→ Exercise brief
The required output is the line with "davidsmejia, line 58: does" through the final line of the entries, each one exactly as it stands.

── Records for the exercise

PR #2677, opened 2021-03-15
Add remaining Batch job templates and formatting code for it.

kurtwheeler:
## Issue Number

#2584 

I should have included `format_batch_with_env.sh` a while ago, but better late than never!!

Besides that this adds a few tweaks to how job names are templated (need to make them stack specific) and adds the remaining job templates.

## Types of changes

## Functional tests

I've tested most of these job types. Not quite all yet, but tweaks can be made if necessary.


davidsmejia (approved):
LGTM!

workers/batch-job-templates/tximport.tpl.json
```diff
@@ -0,0 +1,72 @@
...
+    "jobDefinitionName": "${{USER}}_${{STAGE}}_TXIMPORT",
+    "type": "container",
+    "parameters": {
+        "job_name": "",
+        "job_id": ""
+    },
+    "containerProperties": {
+        "image": "${{DOCKERHUB_REPO}}/${{SALMON_DOCKER_IMAGE}}",
+        "vcpus": 1,
+        "memory": 32768,
```
davidsmejia, line 11: are these supposed to be hardcoded ram values?

kurtwheeler: For some of them yes, for others we template in a variety of RAM tiers. I just double checked all the values that are hardcoded and they seem to match the values we used for the Nomad jobs of the same types.

Issue #2607, opened 2020-11-10
Remove Nomad from refinebio


kurtwheeler:
### Context

#2584 

### Problem or idea

Once we have refinebio using Batch, we won't need Nomad.

### Solution or next step

Remove Nomad from refinebio.

PR #2689, opened 2021-03-22
Remove nomad

kurtwheeler:
## Issue Number

#2607 

After this PR, the word "nomad" shows up in 35 lines of our code! The remaining instances of it are either in documentation, migrations, or end to end tests. I can't take it out of the migrations and I plan on having separate PRs for both documentation and tests!

## Types of changes

## Functional tests

This mostly works! I made one or two changes in a branch based on this one to get it working smoothly, but I think it's just easier to add them in the next one if that's cool.


foreman/data_refinery_foreman/foreman/management/commands/run_tximport.py
```diff
@@ -55,9 +53,9 @@ def run_tximport():
                 processor_job.pipeline_applied = tximport_pipeline.value
                 processor_job.ram_amount = 8192
                 # This job doesn't need to run on a specific volume
-                # but it uses the same Nomad job as Salmon jobs which
+                # but it uses the same Batch job as Salmon jobs which
                 # do require the volume index.
-                processor_job.volume_index = random.choice(list(get_active_volumes()))
+                processor_job.volume_index = choose_job_queue
```
davidsmejia, line 58: does this need to be execute?

davidsmejia (approved):
LGTM! Only concern was mentioned in the call about how we could distinguish nomad vs batch jobs for future debugging - but I think we decided on not retrying jobs older than the change over date or instead adding a new batch_id column.

foreman/data_refinery_foreman/foreman/management/commands/run_tximport.py
kurtwheeler: That's a good catch. I've already made the change in my latest branch that's based off this one. I'll just add it in that one so I don't have to deal with conflicts trying to add it to this one.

────

→ Exercise solution
davidsmejia, line 58: does this need to be execute?

davidsmejia (approved):
LGTM! Only concern was mentioned in the call about how we could distinguish nomad vs batch jobs for future debugging - but I think we decided on not retrying jobs older than the change over date or instead adding a new batch_id column.

foreman/data_refinery_foreman/foreman/management/commands/run_tximport.py
kurtwheeler: That's a good catch. I've already made the change in my latest branch that's based off this one. I'll just add it in that one so I don't have to deal with conflicts trying to add it to this one.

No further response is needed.